Mary saw tears forming in the eyes of her bewildered friend. 

“Please, no,”  she said, and grabbed Ricci’s wrist. 

“Why are you touching me?”  growled Ricci. 

“Don’t you have a conscience, for God’s sake?”  she asked.  “He’s had such a hard life.  He’ll be lost without me and I’ll be lost without him.” 

“That’s nice,”  said Ricci, and he blinked only once, his eyelids moving like the curtain coming down at the close of a scene,  “but I do what I’m told.  You spied on Mr. Chirac, you understand?” 

“Can’t you cheat the devil just once?  Don’t you have a heart?  Take both of us or neither of us.  Please.” 

Ricci looked at her then looked back at Edgar. 

“He’s breathing, you’re breathing,”  he said to Mary.  “What more do you want?” 

“I’ll stop you,”  she said. 

Ricci looked down at her, smiled, and shook his head.  “You sound like my mother,”  he said.  “She died while I was in prison.” 

“You’re mother wouldn’t want you to do this.” 

“You’re not my mother.  She’s dead.  How do you know what she’d want?” 

“She’d want you to cheat the devil at least once in your life you coward.” 

Ricci turned and walked back down the hall.  

“I’ll be back later,” said Ricci over his shoulder. 

Mary began to cry. 

Mary woke with a start and trying to remember where she was.  She was sitting up, she realized.  She was in her wheelchair, parked outside of the door to Edgar’s room.   

The clock on the wall read eleven fifty five.  The nursing home staff had allowed her to wait outside of  Edgar’s room.  She was about to turn to check on Edgar when she saw that Ricci was pushing a wheelchair down the empty corridor toward the door to Mr.
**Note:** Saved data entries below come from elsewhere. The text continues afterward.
PR #793, opened 2022-03-30
Add input variable db_name to aws-mysql and aws-postgres

nsarupr:
# Description
This let's users add a custom database name created with `aws-mysql` and `aws-postgres` or `mysql` and `postgres` modules respectively for AWS provider

> **Note:**
> **If the db_name is changed, the terraform resources will be destroyed and created again.**

# Safety checklist

Tested Manually by creating a MySQL module.

## Observations:
The current existing module resources will be destroyed and new module resources would be created, if the users change the `db_name`

### DIFF
--- a/modules/aws_mysql/aws-mysql.json
+++ b/modules/aws_mysql/aws-mysql.json
@@ -31,7 +31,7 @@
     },
     "db_name": {
       "type": "string",
-      "description": "The name of the database to create.",
+      "description": "The name of the database to create. Follow naming conventions [here](https://docs.aws.amazon.com/AmazonRDS/latest/UserGuide/CHAP_Limits.html#RDS_Limits.Constraints)",
       "default": "app"
     },
     "type": {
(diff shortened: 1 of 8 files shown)


modules/aws_mysql/aws-mysql.json
```diff
@@ -29,6 +29,11 @@
       "description": "Add deletion protection to stop accidental db deletions",
       "default": false
     },
+    "db_name": {
+      "type": "string",
+      "description": "The name of the database to create.",
```
RemyDeWolf, line 34: looks good, the official documentation mentions some restrictions, may be we could also include them -> https://registry.terraform.io/providers/hashicorp/aws/latest/docs/resources/rds_cluster#database_name

nsarupr: If the official documentation already covers this, it would just be a redundancy on our part to do this thing again.

RemyDeWolf: the opta users are not exposed to the official terraform documentation, they only see https://docs.opta.dev/reference/aws/modules/aws-mysql/
or did you mean something else?

RemyDeWolf (approved):
approving, pending the documentation change that we discussed

RemyDeWolf (approved):

PR #799, opened 2022-04-01
Support for multi-region postgres dbs on aws

juandiegopalomino:
# Description
See opta docs pr for full details
https://github.com/run-x/opta-docs/pull/173

# Safety checklist

manually


modules/aws_postgres/aws-postgres.yaml
```diff
@@ -39,10 +39,25 @@ inputs:
     validator: int(required=False)
     description: How many days to keep the backup retention
     default: 7
-  - name: db_name
+  - name: extra_security_groups
+    user_facing: true
+    validator: list(str(), required=False)
+    description: Extra AWS security groups to add to the database
```
RemyDeWolf, line 45: is it a name or id?

modules/aws_postgres/aws-postgres.yaml
```diff
@@ -39,10 +39,25 @@ inputs:
...
+  - name: existing_global_database_id
+    user_facing: true
+    validator: str(required=False)
+    description: ID of the Aurora global database to attach
+    default: null
+  - name: database_name
     user_facing: true
     validator: str(required=False)
-    description: The name of the database to create. Follow naming conventions [here](https://docs.aws.amazon.com/AmazonRDS/latest/UserGuide/CHAP_Limits.html#RDS_Limits.Constraints)
+    description: Name of the database to create within the instance
```
RemyDeWolf, line 60: why removing the official naming conventions? our users can run into this issue and create support for us otherwise

modules/aws_postgres/tf_module/outputs.tf
```diff
@@ -1,20 +1,25 @@
 output "db_user" {
-  value      = aws_rds_cluster.db_cluster.master_username
-  depends_on = [aws_rds_cluster_instance.db_instance[0]]
+  value      = var.existing_global_database_id == null ? aws_rds_cluster.db_cluster[0].master_username : "UNKNOWN_SEE_MASTER_DB"
```
RemyDeWolf, line 2: we can also use PRIMARY here

modules/aws_postgres/tf_module/main.tf
```diff
@@ -18,37 +18,87 @@ resource "random_string" "db_name_hash" {
...
   apply_immediately               = true
   auto_minor_version_upgrade      = false
   performance_insights_enabled    = true
   performance_insights_kms_key_id = data.aws_kms_key.main.arn
   lifecycle {
     ignore_changes = [identifier]
   }
+}
+
+resource "aws_rds_global_cluster" "global_cluster" {
```
RemyDeWolf, line 57: suggestion: is there any way we can break down this file into smaller tf files?
may be: `rds.tf` and `rds_global` that way if someone use the tf generator they could just remove the file that they don't need.

RemyDeWolf (approved):

PR #800, opened 2022-04-04
Give Opta users ability to add and update pod annotations for the K8s-service pod objects

nsarupr:
# Description
This feature will let the Opta Users, existing and new, **add new and update existing pod annotations** in the Pod resources created using the opta module `k8s-service/aws-k8s-service/azure-k8s-service/gcp-k8s-service`

# Safety checklist

Screenshot 2022-04-04 at 8 34 42 PM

Chirac’s office.  Somehow she had slept through him taking Edgar. 

“No,”  she pleaded, but Ricci kept moving.   

He did not even look back. 

Mary spun the wheelchair around to follow after him and pulled the rubber wheels around hard. 

I can catch him.  He’s just walking.  I can catch him. 

But Ricci had a head start.  His broad shoulders and chest obscured most of the chair, but Mary knew that it was not empty. 

“Don’t you dare,”  she called as she moved down the hallway after them. 

Ricci was already at the door.  He knocked three times. 

Mary was close enough that she heard a silken voice from within say,  “Come in, my friend.” 

Ricci turned the handle as Mary came to within a few feet of him.  She would force herself in before he could close the door.  She and Edgar would go together. 

Ricci turned his head and the look he gave her stopped her cold.  She grasped the wheels and stopped her forward motion. 

Ricci looked down at the man in the wheelchair. 

Mary followed his glance and saw that it was Havier.   

She looked up at Ricci, her eyes wide.   

Ricci winked at her, pushed Havier inside, and was closing the door behind him when Mary heard that liquid accented voice say,  “Ah, Ricci, my friend, are we thinking for ourselves now?”